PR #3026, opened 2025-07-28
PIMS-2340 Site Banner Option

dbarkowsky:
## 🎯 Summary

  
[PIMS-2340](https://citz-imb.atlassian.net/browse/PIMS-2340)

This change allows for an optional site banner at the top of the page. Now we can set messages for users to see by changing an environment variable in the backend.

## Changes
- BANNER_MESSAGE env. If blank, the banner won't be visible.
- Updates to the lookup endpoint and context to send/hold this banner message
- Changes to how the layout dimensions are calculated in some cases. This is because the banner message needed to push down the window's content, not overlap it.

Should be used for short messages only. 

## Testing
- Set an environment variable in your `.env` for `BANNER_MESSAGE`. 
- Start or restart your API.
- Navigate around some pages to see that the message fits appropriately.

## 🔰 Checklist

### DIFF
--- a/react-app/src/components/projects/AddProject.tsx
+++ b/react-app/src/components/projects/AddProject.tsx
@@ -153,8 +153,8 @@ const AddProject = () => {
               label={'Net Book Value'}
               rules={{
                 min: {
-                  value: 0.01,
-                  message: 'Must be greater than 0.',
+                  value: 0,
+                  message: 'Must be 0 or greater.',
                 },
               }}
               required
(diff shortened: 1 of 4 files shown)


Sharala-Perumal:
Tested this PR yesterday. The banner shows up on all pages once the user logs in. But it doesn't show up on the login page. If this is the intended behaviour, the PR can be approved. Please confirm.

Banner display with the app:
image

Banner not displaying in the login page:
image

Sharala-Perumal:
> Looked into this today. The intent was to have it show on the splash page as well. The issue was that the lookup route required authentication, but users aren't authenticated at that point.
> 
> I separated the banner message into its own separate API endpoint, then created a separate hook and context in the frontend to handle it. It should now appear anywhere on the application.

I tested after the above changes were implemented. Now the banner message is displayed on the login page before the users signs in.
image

============

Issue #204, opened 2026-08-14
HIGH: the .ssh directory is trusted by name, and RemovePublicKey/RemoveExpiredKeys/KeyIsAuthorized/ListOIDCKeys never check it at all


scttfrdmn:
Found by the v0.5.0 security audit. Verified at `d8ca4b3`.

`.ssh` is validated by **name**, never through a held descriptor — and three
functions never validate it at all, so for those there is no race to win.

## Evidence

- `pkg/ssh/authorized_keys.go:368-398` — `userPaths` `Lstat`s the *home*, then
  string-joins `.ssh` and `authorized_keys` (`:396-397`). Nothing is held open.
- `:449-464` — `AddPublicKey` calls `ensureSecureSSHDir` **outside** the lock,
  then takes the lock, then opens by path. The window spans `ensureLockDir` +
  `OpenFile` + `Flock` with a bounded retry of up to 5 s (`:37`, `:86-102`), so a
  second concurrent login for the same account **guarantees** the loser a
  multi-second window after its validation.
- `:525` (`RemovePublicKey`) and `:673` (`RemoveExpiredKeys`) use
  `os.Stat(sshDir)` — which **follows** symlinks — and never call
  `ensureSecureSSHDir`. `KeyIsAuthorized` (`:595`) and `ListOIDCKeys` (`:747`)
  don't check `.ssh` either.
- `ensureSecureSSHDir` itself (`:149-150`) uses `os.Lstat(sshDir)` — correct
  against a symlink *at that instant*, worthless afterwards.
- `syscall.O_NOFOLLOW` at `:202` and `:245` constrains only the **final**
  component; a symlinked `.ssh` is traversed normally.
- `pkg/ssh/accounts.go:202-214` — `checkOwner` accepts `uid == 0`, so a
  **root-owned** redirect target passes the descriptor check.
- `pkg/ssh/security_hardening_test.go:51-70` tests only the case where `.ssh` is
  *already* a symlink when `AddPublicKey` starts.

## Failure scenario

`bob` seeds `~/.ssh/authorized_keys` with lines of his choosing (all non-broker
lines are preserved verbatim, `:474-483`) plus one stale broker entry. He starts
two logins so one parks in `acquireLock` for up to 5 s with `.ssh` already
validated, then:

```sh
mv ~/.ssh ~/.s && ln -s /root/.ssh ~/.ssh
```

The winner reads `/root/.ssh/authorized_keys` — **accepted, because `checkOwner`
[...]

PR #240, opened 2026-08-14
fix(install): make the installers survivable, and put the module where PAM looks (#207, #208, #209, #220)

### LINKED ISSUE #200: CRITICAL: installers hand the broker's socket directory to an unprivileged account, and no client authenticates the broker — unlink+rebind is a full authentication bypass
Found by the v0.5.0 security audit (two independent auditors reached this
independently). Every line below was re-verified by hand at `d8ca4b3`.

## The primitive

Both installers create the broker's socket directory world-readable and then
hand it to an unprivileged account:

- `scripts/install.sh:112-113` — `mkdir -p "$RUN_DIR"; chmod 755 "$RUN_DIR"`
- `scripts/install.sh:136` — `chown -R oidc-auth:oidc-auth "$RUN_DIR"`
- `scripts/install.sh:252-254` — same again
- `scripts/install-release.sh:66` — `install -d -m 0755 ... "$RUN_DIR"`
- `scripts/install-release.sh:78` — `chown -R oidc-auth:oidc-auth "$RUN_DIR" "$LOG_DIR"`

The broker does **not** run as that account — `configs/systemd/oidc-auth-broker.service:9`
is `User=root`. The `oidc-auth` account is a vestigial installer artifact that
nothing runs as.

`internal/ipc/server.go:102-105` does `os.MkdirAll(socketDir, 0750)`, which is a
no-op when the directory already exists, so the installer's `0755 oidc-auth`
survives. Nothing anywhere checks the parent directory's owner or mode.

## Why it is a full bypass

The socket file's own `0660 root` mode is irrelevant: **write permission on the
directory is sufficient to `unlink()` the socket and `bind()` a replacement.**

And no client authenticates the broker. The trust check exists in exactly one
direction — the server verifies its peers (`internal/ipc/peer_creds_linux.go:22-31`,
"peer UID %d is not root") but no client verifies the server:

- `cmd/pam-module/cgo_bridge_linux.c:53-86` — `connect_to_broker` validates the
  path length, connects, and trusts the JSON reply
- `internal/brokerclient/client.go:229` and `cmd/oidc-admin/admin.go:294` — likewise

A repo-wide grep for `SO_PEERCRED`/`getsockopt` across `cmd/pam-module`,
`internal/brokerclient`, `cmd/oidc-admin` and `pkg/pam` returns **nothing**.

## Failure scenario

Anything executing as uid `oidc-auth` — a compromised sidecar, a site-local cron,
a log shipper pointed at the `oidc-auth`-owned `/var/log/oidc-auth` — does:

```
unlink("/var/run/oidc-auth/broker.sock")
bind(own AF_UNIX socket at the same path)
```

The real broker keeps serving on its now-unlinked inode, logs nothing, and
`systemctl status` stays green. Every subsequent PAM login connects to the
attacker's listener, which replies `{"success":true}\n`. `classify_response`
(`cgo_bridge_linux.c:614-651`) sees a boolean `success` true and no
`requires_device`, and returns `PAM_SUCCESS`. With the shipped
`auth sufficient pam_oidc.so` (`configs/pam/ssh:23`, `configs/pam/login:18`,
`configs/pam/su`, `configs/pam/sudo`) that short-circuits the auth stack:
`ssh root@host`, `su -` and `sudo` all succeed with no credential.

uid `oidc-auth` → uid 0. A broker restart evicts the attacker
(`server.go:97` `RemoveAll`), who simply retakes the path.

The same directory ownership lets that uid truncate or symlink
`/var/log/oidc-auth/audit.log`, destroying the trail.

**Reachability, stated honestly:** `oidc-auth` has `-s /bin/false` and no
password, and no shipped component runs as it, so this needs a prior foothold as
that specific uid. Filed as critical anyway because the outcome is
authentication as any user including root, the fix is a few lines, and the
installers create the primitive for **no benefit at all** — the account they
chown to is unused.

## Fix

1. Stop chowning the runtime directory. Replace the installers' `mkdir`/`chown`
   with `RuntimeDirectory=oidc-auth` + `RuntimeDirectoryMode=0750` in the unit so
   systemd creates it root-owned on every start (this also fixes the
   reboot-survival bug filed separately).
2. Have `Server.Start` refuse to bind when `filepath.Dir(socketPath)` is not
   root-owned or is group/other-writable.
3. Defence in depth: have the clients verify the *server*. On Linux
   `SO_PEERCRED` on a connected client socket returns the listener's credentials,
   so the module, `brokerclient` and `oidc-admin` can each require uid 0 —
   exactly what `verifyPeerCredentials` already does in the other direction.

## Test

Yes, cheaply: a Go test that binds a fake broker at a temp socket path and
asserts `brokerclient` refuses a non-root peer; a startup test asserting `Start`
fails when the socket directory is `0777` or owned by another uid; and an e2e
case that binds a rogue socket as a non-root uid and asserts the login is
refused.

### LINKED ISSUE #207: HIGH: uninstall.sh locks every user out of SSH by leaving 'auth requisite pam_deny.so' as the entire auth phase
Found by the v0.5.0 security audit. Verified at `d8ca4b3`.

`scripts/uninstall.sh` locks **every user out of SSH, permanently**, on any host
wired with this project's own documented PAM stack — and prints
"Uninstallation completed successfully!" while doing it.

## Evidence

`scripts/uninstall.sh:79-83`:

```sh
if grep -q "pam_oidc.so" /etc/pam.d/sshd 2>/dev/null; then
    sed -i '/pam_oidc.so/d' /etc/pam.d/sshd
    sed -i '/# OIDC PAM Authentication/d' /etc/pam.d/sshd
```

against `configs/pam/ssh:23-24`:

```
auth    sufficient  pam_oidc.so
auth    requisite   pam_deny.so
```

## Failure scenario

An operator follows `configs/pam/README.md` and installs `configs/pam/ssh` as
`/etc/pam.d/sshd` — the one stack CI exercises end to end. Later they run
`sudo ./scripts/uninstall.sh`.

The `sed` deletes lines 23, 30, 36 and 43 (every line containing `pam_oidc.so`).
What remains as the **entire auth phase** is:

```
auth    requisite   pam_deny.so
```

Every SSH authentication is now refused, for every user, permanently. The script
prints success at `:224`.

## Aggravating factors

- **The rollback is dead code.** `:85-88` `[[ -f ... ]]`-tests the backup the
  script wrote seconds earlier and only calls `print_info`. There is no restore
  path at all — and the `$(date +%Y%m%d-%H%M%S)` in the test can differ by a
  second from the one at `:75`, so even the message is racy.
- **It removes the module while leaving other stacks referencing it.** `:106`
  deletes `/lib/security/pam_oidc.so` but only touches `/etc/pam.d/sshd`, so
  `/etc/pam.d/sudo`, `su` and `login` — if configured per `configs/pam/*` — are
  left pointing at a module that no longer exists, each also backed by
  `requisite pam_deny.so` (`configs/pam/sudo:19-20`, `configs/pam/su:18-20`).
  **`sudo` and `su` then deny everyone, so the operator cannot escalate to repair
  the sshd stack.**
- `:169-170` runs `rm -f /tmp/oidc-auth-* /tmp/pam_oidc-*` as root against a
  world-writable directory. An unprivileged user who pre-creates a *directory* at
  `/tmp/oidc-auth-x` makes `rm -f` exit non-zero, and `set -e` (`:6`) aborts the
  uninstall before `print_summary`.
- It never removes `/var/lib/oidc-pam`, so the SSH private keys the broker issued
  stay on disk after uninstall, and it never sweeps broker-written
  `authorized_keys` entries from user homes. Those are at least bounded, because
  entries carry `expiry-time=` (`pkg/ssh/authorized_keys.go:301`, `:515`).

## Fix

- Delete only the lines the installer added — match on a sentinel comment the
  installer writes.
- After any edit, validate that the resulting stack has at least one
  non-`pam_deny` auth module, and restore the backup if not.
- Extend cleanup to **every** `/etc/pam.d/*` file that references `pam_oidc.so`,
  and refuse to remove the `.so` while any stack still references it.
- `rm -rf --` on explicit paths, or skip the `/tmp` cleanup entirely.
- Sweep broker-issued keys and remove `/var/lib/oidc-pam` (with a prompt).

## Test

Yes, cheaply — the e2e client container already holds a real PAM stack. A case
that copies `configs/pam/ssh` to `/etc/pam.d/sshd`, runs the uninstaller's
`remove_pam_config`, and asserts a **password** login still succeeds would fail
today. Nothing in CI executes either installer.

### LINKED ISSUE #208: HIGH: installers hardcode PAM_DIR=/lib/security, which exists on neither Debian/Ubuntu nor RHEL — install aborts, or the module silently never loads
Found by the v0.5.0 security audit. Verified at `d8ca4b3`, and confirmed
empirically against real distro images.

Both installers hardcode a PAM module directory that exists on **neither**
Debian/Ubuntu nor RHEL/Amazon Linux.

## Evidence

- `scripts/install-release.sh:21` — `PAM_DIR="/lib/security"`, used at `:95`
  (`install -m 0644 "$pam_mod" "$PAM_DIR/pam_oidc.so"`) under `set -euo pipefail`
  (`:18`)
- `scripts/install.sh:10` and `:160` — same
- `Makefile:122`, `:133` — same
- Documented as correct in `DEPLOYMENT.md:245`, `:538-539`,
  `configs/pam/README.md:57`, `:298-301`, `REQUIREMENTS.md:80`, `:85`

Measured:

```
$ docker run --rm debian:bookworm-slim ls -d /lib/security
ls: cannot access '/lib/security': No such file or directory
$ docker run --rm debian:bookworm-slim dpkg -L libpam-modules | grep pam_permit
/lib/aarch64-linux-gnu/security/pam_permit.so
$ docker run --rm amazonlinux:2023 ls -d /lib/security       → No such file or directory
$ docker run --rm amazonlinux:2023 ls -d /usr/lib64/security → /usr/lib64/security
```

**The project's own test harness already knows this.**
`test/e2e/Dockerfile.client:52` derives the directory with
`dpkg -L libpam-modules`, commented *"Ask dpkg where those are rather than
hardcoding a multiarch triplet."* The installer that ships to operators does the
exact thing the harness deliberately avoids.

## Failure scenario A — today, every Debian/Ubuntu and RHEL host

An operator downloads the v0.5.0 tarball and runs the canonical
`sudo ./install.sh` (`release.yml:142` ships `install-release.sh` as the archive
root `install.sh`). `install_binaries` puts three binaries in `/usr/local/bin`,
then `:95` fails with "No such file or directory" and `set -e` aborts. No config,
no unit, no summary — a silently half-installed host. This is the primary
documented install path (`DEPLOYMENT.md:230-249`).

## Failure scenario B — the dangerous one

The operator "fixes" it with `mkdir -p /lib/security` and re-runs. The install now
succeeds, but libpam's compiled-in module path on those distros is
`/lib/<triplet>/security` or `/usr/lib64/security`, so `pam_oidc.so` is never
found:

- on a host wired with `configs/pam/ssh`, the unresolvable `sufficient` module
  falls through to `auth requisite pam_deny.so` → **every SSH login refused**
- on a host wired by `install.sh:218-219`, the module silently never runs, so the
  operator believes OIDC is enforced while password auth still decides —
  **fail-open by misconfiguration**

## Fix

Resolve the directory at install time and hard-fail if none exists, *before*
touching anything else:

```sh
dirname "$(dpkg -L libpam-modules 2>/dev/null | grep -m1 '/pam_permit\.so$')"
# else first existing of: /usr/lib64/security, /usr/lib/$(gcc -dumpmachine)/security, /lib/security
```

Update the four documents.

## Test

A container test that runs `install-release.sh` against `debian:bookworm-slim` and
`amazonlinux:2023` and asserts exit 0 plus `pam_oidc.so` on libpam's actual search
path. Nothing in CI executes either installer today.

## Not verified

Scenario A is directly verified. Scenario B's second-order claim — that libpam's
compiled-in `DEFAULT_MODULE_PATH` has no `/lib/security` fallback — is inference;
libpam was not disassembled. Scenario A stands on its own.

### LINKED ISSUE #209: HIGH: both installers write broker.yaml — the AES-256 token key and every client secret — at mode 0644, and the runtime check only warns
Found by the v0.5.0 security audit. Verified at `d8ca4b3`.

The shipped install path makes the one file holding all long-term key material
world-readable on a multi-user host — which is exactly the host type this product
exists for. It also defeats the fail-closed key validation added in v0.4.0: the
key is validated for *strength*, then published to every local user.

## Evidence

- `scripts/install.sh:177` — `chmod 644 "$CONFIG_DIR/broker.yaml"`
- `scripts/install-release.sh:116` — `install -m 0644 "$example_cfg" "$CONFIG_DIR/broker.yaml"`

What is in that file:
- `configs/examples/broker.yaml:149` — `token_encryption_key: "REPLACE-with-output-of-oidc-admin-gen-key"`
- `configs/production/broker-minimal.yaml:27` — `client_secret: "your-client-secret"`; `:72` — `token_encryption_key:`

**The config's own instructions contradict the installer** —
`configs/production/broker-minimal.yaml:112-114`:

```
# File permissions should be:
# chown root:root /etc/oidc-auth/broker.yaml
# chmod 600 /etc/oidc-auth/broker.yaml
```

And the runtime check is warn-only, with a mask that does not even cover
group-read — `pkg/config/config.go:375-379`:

============

▶ [EXERCISE GOAL] Output exactly one stretch of the listing: from the line containing "### LINKED ISSUE #207: HIGH: uninstall.sh" through the line containing "on any host", both end lines included.

▶ [WRITTEN SOLUTION]
### LINKED ISSUE #207: HIGH: uninstall.sh locks every user out of SSH by leaving 'auth requisite pam_deny.so' as the entire auth phase
Found by the v0.5.0 security audit. Verified at `d8ca4b3`.

`scripts/uninstall.sh` locks **every user out of SSH, permanently**, on any host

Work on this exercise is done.